WHAT THE TASK REQUIRES:
For the material that follows, tally the lines holding "without" and give the total alone.

== == ==

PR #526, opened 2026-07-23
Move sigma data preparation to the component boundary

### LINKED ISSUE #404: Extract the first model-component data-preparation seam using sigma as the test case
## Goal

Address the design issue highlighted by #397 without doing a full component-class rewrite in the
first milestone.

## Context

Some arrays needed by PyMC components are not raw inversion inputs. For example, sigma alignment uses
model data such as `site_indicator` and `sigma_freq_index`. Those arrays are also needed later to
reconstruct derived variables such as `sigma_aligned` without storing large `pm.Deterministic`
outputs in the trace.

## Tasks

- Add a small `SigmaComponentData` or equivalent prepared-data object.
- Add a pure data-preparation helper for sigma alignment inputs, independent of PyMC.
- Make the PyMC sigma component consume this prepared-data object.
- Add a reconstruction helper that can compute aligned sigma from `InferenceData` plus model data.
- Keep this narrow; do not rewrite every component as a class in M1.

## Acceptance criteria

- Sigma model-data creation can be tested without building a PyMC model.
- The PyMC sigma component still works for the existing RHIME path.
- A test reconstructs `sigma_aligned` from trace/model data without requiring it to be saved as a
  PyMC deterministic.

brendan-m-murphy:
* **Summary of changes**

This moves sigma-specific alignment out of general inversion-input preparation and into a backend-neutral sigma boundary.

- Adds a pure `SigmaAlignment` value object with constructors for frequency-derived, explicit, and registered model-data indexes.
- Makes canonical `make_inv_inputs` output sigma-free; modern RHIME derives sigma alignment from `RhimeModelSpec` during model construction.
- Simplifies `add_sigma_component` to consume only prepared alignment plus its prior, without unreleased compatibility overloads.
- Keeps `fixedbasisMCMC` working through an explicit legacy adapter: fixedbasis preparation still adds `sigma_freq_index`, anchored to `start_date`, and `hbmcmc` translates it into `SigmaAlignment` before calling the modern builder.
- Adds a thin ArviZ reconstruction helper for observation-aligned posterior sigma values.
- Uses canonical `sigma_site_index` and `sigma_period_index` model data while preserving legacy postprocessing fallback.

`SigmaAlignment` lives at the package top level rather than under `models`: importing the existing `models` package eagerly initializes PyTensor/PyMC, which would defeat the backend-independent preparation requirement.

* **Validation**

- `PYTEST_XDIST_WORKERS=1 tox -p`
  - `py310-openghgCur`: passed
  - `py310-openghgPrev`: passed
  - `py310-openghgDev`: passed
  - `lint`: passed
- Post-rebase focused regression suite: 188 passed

== == ==

SOLUTION TO THIS PROBLEM:
5